In der jetzt veröffentlichten Studie wurden 68 Patienten mit einer schweren Aortenklappenstenose mittels Photon-Counting-CT und einer invasiven Koronarangiografie als Referenzstandard untersucht. Die ernsthafte Herzerkrankung tritt häufig auf, dabei ist der Blutfluss vom Herzen zur Aorta reduziert oder blockiert. Die Photon-Counting-CT-Untersuchung konnte eine koronare Herzerkrankung sehr genau erkennen oder ausschließen. Die Bildqualität wurde in fast 80 Prozent der Fälle als gut oder hervorragend bewertet.

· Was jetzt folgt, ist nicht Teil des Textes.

PR #940, opened 2017-07-07
[WIP] Doc for OpenCL modules

pierrepaleo:
This PR adds documentation of the API of the OpenCL modules.

PR #1467, opened 2018-01-12
[doc] Minimal bootstrap of silx.opencl doc

t20100:
This PR adds a minimalistic silx.opencl doc.
It is not complete, but provides a placeholder.

It builds over PR #940


kif:
OK for doc

PR #1472, opened 2018-01-15
[doc] Fix doc build warnings

t20100:
This PR fixes sphinx documentation build warnings (tested with Sphinx 1.2.3 and 1.6.5).

Most warnings were due to reference leading to 2 targets and a few typos.
In particular, with Sphinx 1.6.5:
- Using `list` for argument/returned values type had 2 targets in silx and linked to `specfilewrapper.list`.. I use `List` (and `List[..]`) instead as in Python3.5 type hinting.
- Using `function` instead of `callable` had the same issue.


vallsv:
LGTM

PR #1474, opened 2018-01-15
Better support for Python without importlib

vallsv:
The use of `__import__` was not working cause the behaviour between `importlib` and `__import__` is not the same.

It fix run_tests when using a very old Python (before 2.7)


payno:
LGTM

PR #1475, opened 2018-01-15
[DataViewer] view NXentry like a NXdata

### LINKED ISSUE #1471: [silx view] Support NXentry@default when present
We already support NeXus NXdata plots. However, we do not support a very handy feature of NeXus that is NX@default. 

NXentry foresees a "default" attribute to be set to the default NXdata associated to the entry.

Support of that feature can greatly improve user experience since at the top level of the tree the user can visualize the main information associated to an entry with very little interaction. That would reduce the amount of user interaction.

PiRK:
Closes #1471.
If a NXentry provides a @default pointing to a valid NXdata group, we can open it with an appropriate NXdata viewer.

### DIFF
--- a/silx/gui/data/DataViews.py
+++ b/silx/gui/data/DataViews.py
@@ -97,8 +97,7 @@ class DataInfo(object):
         self.isComplex = False
         self.isBoolean = False
         self.isRecord = False
-        self.isNXdata = False
-        self.isNXentryWithNXdata = False
+        self.hasNXdata = False
         self.shape = tuple()
         self.dim = 0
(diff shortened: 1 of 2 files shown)


vasole:
It works. However, for completeness, the root level also accept an attribute "default" that tells the default entry and if that entry contains a "default" NXdata it would be great to visualize it. Can that be added or I open a new pull request?

PiRK:
I will do it in this PR.

PiRK:
Done.

vasole:
LGTM. Thanks.

PR #1479, opened 2018-01-16
[plot3d] Update scene parameter tree

t20100:
This PR adds a few features and a fix to plot3d parameter tree:

- Enable/disable scatter2D symbol and line properties depending on visualization mode
- Add display/edit of 3x3 matrix transform of nodes
- Separate autoscale for colormap min and max in the model (and the tree view)
- Add cutplane clip values below min parameter
- Fix cut plane interpolation parameter that was not properly synchronized.

Related to #1311


payno:
LGTM

PR #1486, opened 2018-01-17
Colormap read only

### LINKED ISSUE #1483: [colormap] Create a readonly property
The complex view expect a colormap fixed between `[-Pi, Pi]`, it would be very nice to create a colormap that the `ColormapDialog` can't edit.

Maybe it is a usecase that can be reused.

payno:
should close #1483


t20100:
Just a minor style comment: It is recommended to inherit user-defined exceptions from `Exception`: https://docs.python.org/3.6/library/exceptions.html#Exception.

Otherwise LGTM

vallsv:
LGTM

PR #1577, opened 2018-02-09
Fix colormap dialog range

### LINKED ISSUE #1572: [gui] Error while playing with colormap dialog
I try to move manually the min/max outside of the min of the histogram, and then i apply auto on the min to force this issue. Clicking back to manual create the issue (maybe the previous manual value was memorized, and the check min<max is not applied).

```
ERROR:silx.gui.qt._qt:<type 'exceptions.ValueError'> Can't set vmin and vmax because vmin >= vmax vmin = 0.00102488, vmax = -11.4602   File "/workspace/valls/silx.git/build/lib.linux-x86_64-2.7/silx/gui/plot/ColormapDialog.py", line 880, in _updateMinMax
    colormap.setVRange(vmin, vmax)
  File "/workspace/valls/silx.git/build/lib.linux-x86_64-2.7/silx/gui/plot/Colormap.py", line 344, in setVRange
    raise ValueError(err)
```

vallsv:
Closes #1572

### DIFF
--- a/silx/gui/plot/ColormapDialog.py
+++ b/silx/gui/plot/ColormapDialog.py
@@ -63,7 +63,7 @@ from __future__ import division
 
 __authors__ = ["V.A. Sole", "T. Vincent", "H. Payno"]
 __license__ = "MIT"
-__date__ = "19/01/2018"
+__date__ = "09/02/2018"
 
 
 import logging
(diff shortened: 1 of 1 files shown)


vallsv:
It could be also nice to rework the abstraction of the signals emitted by the min/maxValue, but it is not very critical.

PR #1593, opened 2018-02-13
fix PY3 bug when generating NXdata examples in hdf5widget

PiRK:
Usual issues with sequences of unicode not handled by h5py.

### DIFF
--- a/examples/hdf5widget.py
+++ b/examples/hdf5widget.py
@@ -325,7 +325,7 @@ def get_hdf5_with_nxdata():
     g2d0 = g2d.create_group("2D_regular_image")
     g2d0.attrs["NX_class"] = "NXdata"
     g2d0.attrs["signal"] = "image"
-    g2d0.attrs["auxiliary_signals"] = "image2", "image3"
+    g2d0.attrs["auxiliary_signals"] = str_attrs(["image2", "image3"])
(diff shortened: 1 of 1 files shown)


vasole:
You should prepend a "u" in front of all those attributes in order to make sure you get the same output in python2 and python3.

vasole:
Example:

``gd1.attrs["title"] = "x, y, values scatter with asymmetric y_errors"``

should become

``gd1.attrs["title"] = u"x, y, values scatter with asymmetric y_errors"``

PiRK:
It may work for single strings in this specific case, but it crashes with tuples of strings:
`gd1.attrs["axes"] = u"x", u"y"

It also crashes with single strings if, instead of assigning the value with `=` we use the `.create` method:
`gd1.attrs.create("title", u"x, y, values scatter with asymmetric y_errors"`

Initially all these strings had a `"b"` prepended, which worked in all these cases, but it produced ASCII encoding.

PiRK:
h5py is very picky with its implicit `unicode` -> `UTF-8` conversion. I found that the only method that works in absolutely all cases for writing utf-8 is 
```
gd1.attrs["axes"] = numpy.array(whatever,
                                                     dtype=h5py.special_dtype(vlen=six.text_type))
```

vasole:
I already reported that. I was explicitly referring to the single string case. Whenever one has more than one string one has to pass by the numpy.array with special type.

PR #1607, opened 2018-02-13
[fix #1592] Not a fix but a first step on solving #1592

### LINKED ISSUE #1592: [plot] Plot2D widget's ColorBar disappear
To reproduce:
```
from silx import sx
w = sx.imshow()
w.hide()
w.show()
```
and the colorbar is not visible.

payno:
[ColorbarDialog] Work around for the #1592 issue.
I don't know why but the show event when using the following code was called only once if we called had the call to self._viewAction.setChecked() in the `hideEvent()` and in `showEvent()`

### DIFF
--- a/silx/gui/plot/ColorBar.py
+++ b/silx/gui/plot/ColorBar.py
@@ -72,6 +72,7 @@ class ColorBarWidget(qt.QWidget):
         self._viewAction = None
         self._colormap = None
         self._data = None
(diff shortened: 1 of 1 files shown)


vallsv:
Looks strange. I understand the plot deconnection, but i don't see the point for other things. But i just check this diff.

vallsv:
Closed by #1627

PR #1616, opened 2018-02-14
[save_NXdata] write NX_class = "NXentry" when creating entry

### LINKED ISSUE #1595: Issue save as Nx data
/36145412-33315426-10a9-11e8-92f2-45215dd1dc74.png)
When opening this sino.edf (seems to not be limited to this file) file and saving it with 'image as NX data' it save it.

But when opening the generated file it give me the message 'NXroot group provides...malformed' at the root level as show in the image.

screenshot - 02132018 - 11 32 01 am

PiRK:
closes #1595 
This also forces the PY2 encoding of attrs to utf-8


vallsv:
LGTM

PR #1618, opened 2018-02-14
[DataViews] fix numpy 1.14 warning

PiRK:
`numpy.complex` is actually just a reference to the builtin python complex.  `numpy.complexfloat` is the correct ancestor to use when testing for complex data with `issubdtype`


vallsv:
LGTM

PR #1619, opened 2018-02-14
[plot] Improve backend picking

### LINKED ISSUE #1617: [plot gl] Slow down due to unnecessary picking
With the OpenGL backend (at least) there is a slow down when displaying many curves due to the fact that on mouse move, a complete picking is performed to update markers

t20100:
This PR changes plot backend picking API to avoid useless picking with OpenGL backend by filter by item kind before picking items rather than after...

closes #1617


vallsv:
LGTM

PR #1622, opened 2018-02-14
[NXDataView] update troubleshooting message in InvalidNXdataView

### LINKED ISSUE #1594: Label not updated in invalidNXdataView
When running `examples/hdf5widget.py`, creating NXdata examples, viewing `invalid/invalid NXentry` then `invalid/invalid NXdata`, the error message in the label is not properly updated (but it is updated when opening the groups in the opposite order).

PiRK:
The message must be reinitialized every time a new data is provided, because the view is reused between two invalid NXdata groups that have different issues. Closes  #1594


vallsv:
LGTM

Das Photon-Counting-CT ist deutlich sensibler als klassische CT-Geräte und benötigt eigentlich weniger Strahlung für vergleichbare Bilder. Um die in der Studie erreichte Bildqualität zu erhalten, war jedoch eine etwas höhere Strahlenexposition als bei klassischen CT-Verfahren notwendig. Darum ist die Methode zunächst vor allem für Hochrisikopatienten geeignet, die von den hochauflösenden Bildern besonders profitieren.
Noch sind Photon-Counting-CT-Geräte wie das am Universitätsklinikum Freiburg sehr teuer und weltweit relativ selten. Experten rechnen allerdings damit, dass sich die Technologie aufgrund ihrer Vorteile (und damit auch des klinischen Einsparpotenzials) zunehmend verbreitet und die CT-Diagnostik maßgeblich verändern wird. Das Forschungsteam untersucht nun das diagnostische Potenzial der photonenzählenden CT-Technologie in anderen klinischen Szenarien, wie beispielsweise in der Onkologie. Weiterhin möchte es seine Studien auf Untergruppen erweitern, für die eine CT-Bildgebung derzeit nicht realisierbar ist, beispielsweise Patienten mit koronaren Stents oder die Beurteilung des Herzmuskels mit dem Photon-Counting CT. (uh)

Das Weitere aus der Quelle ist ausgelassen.